Our vinyl kitchen flooring is really sad. I've got little area rugs hiding the bare patches. We can't afford to do a proper tear out with new subflooring right now but are wondering if anyone has had experience with self stick tile? Dh thinks we can just lay it on our old vinyl floor. I think it wouldn't last very long if we did it that way. I fear peeling tiles in less than 12 mos, you know?

Any thoughts?


----------



## candynut (Jun 18, 2005)

We did this a few months ago in my in-laws house. No peeling floors yet, although they had a kitchen sink leak and I think it made the floor swell up underneath, so the squares don't match up as well.

But, if your floor desperately needs something and that's all you can afford, I would probably go for it.

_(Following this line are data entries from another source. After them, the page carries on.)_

PR #223, opened 2020-07-04
Bugfix: Safari UseMediaQuery

l3m:
Moved the UseMediaQuery hook to the old version as
a workaround for missing functionality on Safari.

### DIFF
--- a/Feliz.UseMediaQuery/UseMediaQuery.fs
+++ b/Feliz.UseMediaQuery/UseMediaQuery.fs
@@ -5,6 +5,9 @@ open Browser
 open Browser.Types
 open Feliz
 
+open Fable.Core
+open Fable.Core.JsInterop
+
 [<RequireQualifiedAccess>]
 type ScreenSize =
     | Mobile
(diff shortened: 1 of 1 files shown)


Feliz.UseMediaQuery/UseMediaQuery.fs
```diff
@@ -38,26 +41,38 @@ let private makeQueries breakpoints =
...
+                handler ()
+                addListener mediaQueryList handler
 
-            , [| query :> obj |])
+                let ret =
+                    {new IDisposable with
+                        member this.Dispose() =
+                            removeListener mediaQueryList handler}
+                ret
+            , [| setMq :> obj; mediaQuery :> obj |])
```
Zaid-Ajaj, line 70: I am not that `setMq` itself can be a dependency here and it doesn't really change

l3m: Indeed. Fixed.

Zaid-Ajaj:
Published as v1.0.2 with the fix included and FSharp.Core downgraded to v4.7.0 (which we should probably do for Feliz as well)

PR #224, opened 2020-07-04
Move to paket, add linting

Shmew:


Feliz.sln
```diff
@@ -19,24 +19,11 @@ Project("{6EC3EE1D-3C4E-46DD-8F32-0CC8E7565705}") = "Feliz.Popover", "Feliz.Popo
 EndProject
 Project("{6EC3EE1D-3C4E-46DD-8F32-0CC8E7565705}") = "Tests", "tests\Tests.fsproj", "{74AC6D90-9BF7-44B7-ACDD-6C7616CE07E7}"
 EndProject
-Project("{2150E333-8FDC-42A3-9474-1A3956D46DE8}") = "Solution Items", "Solution Items", "{2979FCC6-85A7-4C95-B05B-D9A5F48B3C6A}"
+Project("{2150E333-8FDC-42A3-9474-1A3956D46DE8}") = "web", "web", "{2979FCC6-85A7-4C95-B05B-D9A5F48B3C6A}"
```
l3m, line 22: I prefer the original version with 1 folder with these files...

Zaid-Ajaj:
Any ideas why the build is failing? I am guessing it could be due to FAKE version mismatch

Shmew:
There was a wonky merge issue that was fixed. The only problem now is the puppeteer tests are failing due to timeout... it works fine with `npm run test:live`

Zaid-Ajaj:
I want to revisit this soon. I am not a big fan of the fact that we are using nuget and paket at the same time and their config is kinda fighting with each other. I want to simplify all these things and use only one package management system: **nuget**. I know many people are fans of paket but to me it complicates things more than it solves. I also want to move the `build.fsx` file into a console application (that uses nuget) following what I am doing with [Snowflaqe](https://github.com/Zaid-Ajaj/Snowflaqe) which makes things really simple

Shmew:
Yeah sure thing, I didn't delete the branch so you can just clone it if/when you want to mess with it. It was just getting so out of date I figured I should go ahead and close it for now.

PR #243, opened 2020-08-07
React.delay and React.delaySuspense components

Shmew:
This PR adds an abstraction over a relatively common use case of delaying rendering for set periods of time (typically loading components).

See the docs for the finished api.

Here's the idea in action:

delayed

### DIFF
--- a/Feliz.Delay/Feliz.Delay.fsproj
+++ b/Feliz.Delay/Feliz.Delay.fsproj
@@ -1,0 +1,30 @@
+﻿<Project Sdk="Microsoft.NET.Sdk">
+
+  <PropertyGroup>
+    <TargetFramework>netstandard2.0</TargetFramework>
+    <PackageVersion>0.1.0</PackageVersion>
+    <Authors>Cody Johnson, Zaid Ajaj</Authors>
+    <Description>Adds easy to use delayed rendering</Description>
+    <PackageLicenseUrl>https://github.com/Zaid-Ajaj/Feliz/blob/master/LICENSE</PackageLicenseUrl>
+    <RepositoryUrl>https://github.com/Zaid-Ajaj/Feliz</RepositoryUrl>
+    <PackageTags>fsharp;fable;react;html;feliz</PackageTags>
+    <PackageReleaseNotes>Initial release</PackageReleaseNotes>
+  </PropertyGroup>
+
+  <ItemGroup>
+    <Content Include="*.fsproj; *.fs; *.js;" PackagePath="fable\" />
+    <Compile Include="Delay.fs" />
+    <Compile Include="Templates.fs" />
+  </ItemGroup>
+
+  <ItemGroup>
+    <PackageReference Include="Fable.Browser.MediaQueryList" Version="1.1.0" />
+  </ItemGroup>
+  <ItemGroup>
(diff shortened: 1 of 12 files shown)


Zaid-Ajaj:
Hi Cody, I really like the APIs here, especially `React.delay` (nice and simple). However, I don't think I want to add all of these helper functions into the base Feliz library. I know it makes things simpler to put it all in here but it clutters the API a lot if you are not going to use any of these.  A standalone small library seems like the better option to me. 

> `React.delay` sounds like a side-effectful function 🤔 maybe rename to `React.delayElement` (it's up you, of course)

Shmew:
Yeah, that's what I realized as I fleshed things out. Do you want me to create a project here (the number of libraries in this repo is already getting pretty big though), or I can create a separate repo. Another option and something I think we've discussed before was merging some of the smaller libraries that have no dependencies into the base library, but add additional namespaces so they're still opt-in without having to grab many different packages. Namely `Feliz.UseDeferred` and `Feliz.UseMediaQuery`.

Zaid-Ajaj:
> Do you want me to create a project here (the number of libraries in this repo is already getting pretty big though)

For now, yes please! :pray: currently I don't mind the number of packages in the repo. However, I would like to explore the other option in the next big release (v2.0) "was merging some of the smaller libraries that have no dependencies into the base library". Following this logic, we might even add Feliz.Router and Feliz.UseElmish along with other smaller packages as separate namespacing so that users literally get the "full package" when they install Feliz. 

I think it would be interesting, no one likes to install and maintain many packages, especially those you expect people to use (especially Feliz.Router). 

First I am waiting for the Fable plugins to come out so we can start improving the code-gen and supporting fast-refresh, I am really excited about those

Shmew:
> For now, yes please! 🙏 currently I don't mind the number of packages in the repo.

Cool, I'll get that setup, tests, and add docs later today.

 > Following this logic, we might even add Feliz.Router and Feliz.UseElmish along with other smaller packages as separate namespacing so that users literally get the "full package" when they install Feliz.

I think `Feliz.UseListener` would be another one that could merge into the base library. Certainly would be nice to clean up all the single file libraries we have floating around.

Feliz.Delay/Feliz.Delay.fsproj
```diff
@@ -0,0 +1,30 @@
...
+  </PropertyGroup>
+
+  <ItemGroup>
+    <Content Include="*.fsproj; *.fs; *.js;" PackagePath="fable\" />
+    <Compile Include="Delay.fs" />
+    <Compile Include="Templates.fs" />
+  </ItemGroup>
+
+  <ItemGroup>
+    <PackageReference Include="Fable.Browser.MediaQueryList" Version="1.1.0" />
```
Zaid-Ajaj, line 21: The dependency `Fable.Browser.MediaQueryList` can be removed here, right?

Feliz.Delay/Feliz.Delay.fsproj
```diff
@@ -0,0 +1,30 @@
...
+  </ItemGroup>
+  <ItemGroup>
+    <PackageReference Update="FSharp.Core" Version="4.7.2" />
```
Zaid-Ajaj, line 24: I think it is OK if we use `4.7.0` as a minimum version for FSharp.Core like the other components are doing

Oh, just make sure the floor underneath is very very spotless when you stick it on. A crumb will make a lump in your floor that will never go away!


----------



## MissMommyNiceNice (May 1, 2007)

Is your vinyl floor all one piece? If so, you should be fine if you clean it very well. If it is already stick on tile, you should take it up and put it on whatever is underneath (hopefully a solid piece of vinyl or sub-floor). You may need to use a torch & scraper, but it would be the difference between a floor that will last one or two years and a floor that will last 5 or 6. Make sure you ventilate well if you use the torch, it can be stinky!

We did this in our bathroom, and it looks great. We got two boxes for about $45, it looks like stone, and there was enough left over to do our foyer downstairs. YOu can get cheaper kinds though, depending on what you're looking for. And a tip from my friends, we learned why some of that tile is at Ollie's! It's not square - the whole floor was crooked!


----------



## sunanthem (Jan 29, 2004)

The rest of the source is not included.